Radicalisation is therefore a serious problem for the United Kingdom, for Europe and indeed the wider world […] it is not just the Muslim world that should be worried about the current state of affairs. Rather, it is a cause of serious alarm for the entire world because if the extremists who have gone abroad return to their countries of origin, it could lead to dire consequences and potentially great danger to that society.

It is indeed evident that the Ahmadiyya Muslim Community under the leadership of His Holiness are making ardent attempts to conquer the blight currently upon the Islamic faith due to the atrocities by groups such as ISIS. This is obvious here in the UK with the wider publication of charity work done by the Ahmadiyya; their community work and also an increasing willingness to engage with all faiths in all walks of life.

Denouncing the hatred which is often spewed through into the mainstream media through the radicalism and actions of others who claim to be Muslim, the Ahmadiyya Muslim Community favour the more peaceable example in their works and daily lives.
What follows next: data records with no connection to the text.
PR #2204, opened 2024-02-02
CLDC-3175 Add max stairbought validation

kosiakkatrina:


spec/models/validations/sales/sale_information_validations_spec.rb
```diff
@@ -467,4 +467,293 @@
...
+      Timecop.freeze(now)
+      Singleton.__init__(FormHandler)
+    end
+
+    after do
+      Timecop.return
+      Singleton.__init__(FormHandler)
+    end
+
+    context "when ownership type is Shared Ownership (new model lease)" do
```
RachaelBooth: Can these tests be parameterised at all?

spec/models/validations/sales/sale_information_validations_spec.rb
```diff
@@ -467,4 +467,293 @@
       end
     end
   end
+
+  describe "#validate_stairbought" do
+    let(:now) { Time.zone.local(2024, 4, 4) }
```
RachaelBooth, line 544: I'm assuming that this means the record ends up being a 2024 log, but that definitely feels like I'm making an assumption - would it make sense to fix the start year of the log directly (as the relevant point for these tests)?

kosiakkatrina: We're setting it on the record `let(:record) { build(:sales_log, ownershipsch: 1, type: 30, saledate: now) }` and it's also used in Timecop.freeze, otherwise we get date validations. Maybe it's a bit clearer now that it's refactored

spec/models/validations/sales/sale_information_validations_spec.rb
kosiakkatrina: For sure!

RachaelBooth (approved):

PR #2207, opened 2024-02-02
CLDC-3179 Update routing for previous postcode

kosiakkatrina:
There's a validation for this, but for 2024 we want to infer previous postcode to be the same as current for discounted sales only

### DIFF
--- a/app/models/derived_variables/sales_log_variables.rb
+++ b/app/models/derived_variables/sales_log_variables.rb
@@ -38,6 +38,10 @@ module DerivedVariables::SalesLogVariables
     self.nationality_all = nationality_all_group if nationality_uk_or_prefers_not_to_say?
     self.nationality_all_buyer2 = nationality_all_buyer2_group if nationality2_uk_or_prefers_not_to_say?
 
+    if saledate && form.start_year_after_2024? && discounted_ownership_sale?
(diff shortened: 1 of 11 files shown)


app/models/derived_variables/sales_log_variables.rb
```diff
@@ -38,6 +38,10 @@ def set_derived_fields!
     self.nationality_all = nationality_all_group if nationality_uk_or_prefers_not_to_say?
     self.nationality_all_buyer2 = nationality_all_buyer2_group if nationality2_uk_or_prefers_not_to_say?
 
+    if saledate && form.start_year_after_2024? && discounted_ownership_sale?
+      self.ppostcode_full = postcode_full
```
natdeanlewissoftwire: why are we checking saledate here? we already check `startdate` in `start_year_after_2024?`

natdeanlewissoftwire (approved):

RachaelBooth (approved):

app/models/derived_variables/sales_log_variables.rb
kosiakkatrina: We check the `start_date` of the form not the log and the log might have the default form assigned before it has the date filled in

PR #2210, opened 2024-02-05
CLDC-3176 Make deposit dynamically optional

kosiakkatrina:
Make deposit dynamically optional for 2024 onwards only and only if stair owned is 100%. 
When deposit is optional we also want to display a different hint text.

To achieve that, we construct 2 versions of deposit pages, one with optional being false, and one with optional being true (this one only get's constructed for 2024 onwards).


app/models/form/sales/subsections/shared_ownership_scheme.rb
```diff
@@ -37,14 +37,16 @@ def pages
       Form::Sales::Pages::MortgageLenderOther.new("mortgage_lender_other_shared_ownership", nil, self, ownershipsch: 1),
       Form::Sales::Pages::MortgageLength.new("mortgage_length_shared_ownership", nil, self, ownershipsch: 1),
       Form::Sales::Pages::ExtraBorrowing.new("extra_borrowing_shared_ownership", nil, self, ownershipsch: 1),
-      Form::Sales::Pages::AboutDepositWithDiscount.new(nil, nil, self),
-      Form::Sales::Pages::AboutDepositWithoutDiscount.new("about_deposit_shared_ownership", nil, self, ownershipsch: 1),
+      Form::Sales::Pages::AboutDepositWithDiscount.new("about_deposit_with_discount", nil, self, optional: false),
+      form.start_year_after_2024? ? Form::Sales::Pages::AboutDepositWithDiscount.new("about_deposit_with_discount_optional", nil, self, optional: true) : nil,
```
RachaelBooth: May want to consider ```(Form::Sales::Pages::... if form_start_year_after_2024?)``` instead of the ternary - I think that's what we've used elsewhere, not sure what ends up being neater in this case.

RachaelBooth (approved):

app/models/form/sales/subsections/shared_ownership_scheme.rb
kosiakkatrina: Ah yes, good idea!

PR #2216, opened 2024-02-05
CLDC-3202 Update year filters for 24/25

natdeanlewissoftwire:
Makes the filters automatically display the current and two previous collection years

### DIFF
--- a/app/helpers/filters_helper.rb
+++ b/app/helpers/filters_helper.rb
@@ -93,11 +93,11 @@ module FiltersHelper
   end
 
   def collection_year_options
-    if FeatureToggle.collection_2024_2025_year_enabled?
-      { "2024": "2024/25", "2023": "2023/24", "2022": "2022/23" }
-    else
-      { "2023": "2023/24", "2022": "2022/23", "2021": "2021/22" }
-    end
+    {
+      current_collection_start_year.to_s => year_combo(current_collection_start_year),
+      previous_collection_start_year.to_s => year_combo(previous_collection_start_year),
+      twice_previous_collection_start_year.to_s => year_combo(twice_previous_collection_start_year),
+    }
   end
 
   def filters_applied_text(filter_type)
--- a/app/helpers/filters_helper.rb
+++ b/app/helpers/filters_helper.rb
@@ -1,6 +1,5 @@
 module FiltersHelper
   include CollectionTimeHelper
-  require "timecop"
 
   def filter_selected?(filter, value, filter_type)
     return false unless session[session_name_for(filter_type)]
@@ -96,9 +95,6 @@ module FiltersHelper
   end
 
   def collection_year_options
-    current_collection_start_year = 2024
-    previous_collection_start_year = 2023
-    archived_collection_start_year = 2022
     {
       current_collection_start_year.to_s => year_combo(current_collection_start_year),
       previous_collection_start_year.to_s => year_combo(previous_collection_start_year),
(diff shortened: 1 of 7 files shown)


app/helpers/filters_helper.rb
```diff
@@ -93,7 +93,11 @@ def assigned_to_filter_options(user)
   end
 
   def collection_year_options
-    { "2023": "2023/24", "2022": "2022/23", "2021": "2021/22" }
+    {
+      current_collection_start_year.to_s => year_combo(current_collection_start_year),
+      previous_collection_start_year.to_s => year_combo(previous_collection_start_year),
+      twice_previous_collection_start_year.to_s => year_combo(twice_previous_collection_start_year),
+    }
```
kosiakkatrina: There's `years_of_available_lettings_forms` and `years_of_available_sales_forms` in the `FormHandler` which would only return the years for the forms we currently hold (that does include `next` form as well, so not sure if it would be useful to reuse that)

db/schema.rb
```diff
@@ -303,6 +303,7 @@
     t.integer "scharge_value_check"
     t.integer "pscharge_value_check"
     t.integer "duplicate_set_id"
+    t.integer "accessible_register"
```
kosiakkatrina: Should this be here?

spec/helpers/filters_helper_spec.rb
```diff
@@ -1,4 +1,5 @@
 require "rails_helper"
+require "timecop"
```
kosiakkatrina: I don't think you need this here, but you might need to `include CollectionTimeHelper` in `FiltersHelper`

app/helpers/filters_helper.rb
kosiakkatrina: Also, not sure if helpful, but I've been calling the form before the previous `archived` in the rest of the codebase

db/schema.rb
natdeanlewissoftwire: ah rebasing issue let me fix

spec/helpers/filters_helper_spec.rb
natdeanlewissoftwire: You're right, thanks

app/helpers/filters_helper.rb
natdeanlewissoftwire: Ah that could be useful, I'll have a look, thanks!

natdeanlewissoftwire: Think I'll leave as is to be explicit about the three years we want here (as it's not even the standard previous, current, next we used to have elsewhere) but I'll rename to `archived`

Indeed their motto ‘Love For All, Hatred For None’is borne out in their continued efforts to bring about peace within their communities. His Holiness brought to the table a potential solution to the eradication of radicalism in the United Kingdom by the forming of relationships with policy-makers and local governance and communities to form a framework to combat extremism from within; and it will be of note whether this message is one which is returned to Government by the distinguished political guests who attended the event in Morden.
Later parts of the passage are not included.